PR #4454, opened 2025-01-21
fix: Use specific model errors where available

peasee:
# 🗣 Description

* Adds a function to map a boxed error, based on the error as a string, to a known `llms::chat::Error`

### DIFF
--- a/crates/llms/src/chat/mod.rs
+++ b/crates/llms/src/chat/mod.rs
@@ -111,6 +111,9 @@ pub enum Error {
 
     #[snafu(display("Failed to find tensors for the model.\nExpected tensors with a file extension of: {extensions}.\nVerify the model is correctly configured, and try again."))]
     ModelMissingTensors { extensions: String },
+
+    #[snafu(display("Failed to load a file specified for the model.\nCould not find the file: {file_url}.\nVerify the `files` parameters for the model, and try again."))]
+    ModelFileMissing { file_url: String },
 }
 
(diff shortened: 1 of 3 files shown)


phillipleblanc (dismissed):

ewgenius (dismissed):

peasee:
New error for missing files from the `files` parameter, if we can identify them from huggingface:

```
2025-01-21T04:14:01.731055Z  WARN runtime::init::model: Failed to load LLM: llama3.
Failed to load a file specified for the model.
Could not find the file: https://huggingface.co/spiceai/darts/resolve/latest/tokenizer.json.
Verify the `files` parameters for the model, and try again.
```

phillipleblanc (dismissed):

crates/llms/src/chat/mod.rs
```diff
@@ -93,10 +95,58 @@ pub enum Error {
 
     #[snafu(display("The specified model, '{from}', does not support executing the task '{task}'.\nSelect a different model or task, and try again."))]
     UnsupportedTaskForModel { from: String, task: String },
+
+    #[snafu(display("Failed to find tensors for the model.\nExpected tensors with a file extension of: {extensions}.\nVerify the model is correctly configured, and try again."))]
```
Jeadie: They're more commonly called weights rather than tensors. That's also the file type we use in the spicepod :https://spiceai.org/docs/reference/spicepod/models#files

phillipleblanc (approved):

§ Task instructions: Please copy each line of the material that has the string "chat" somewhere in it.

§ Solution for this problem:
* Adds a function to map a boxed error, based on the error as a string, to a known `llms::chat::Error`
--- a/crates/llms/src/chat/mod.rs
+++ b/crates/llms/src/chat/mod.rs
crates/llms/src/chat/mod.rs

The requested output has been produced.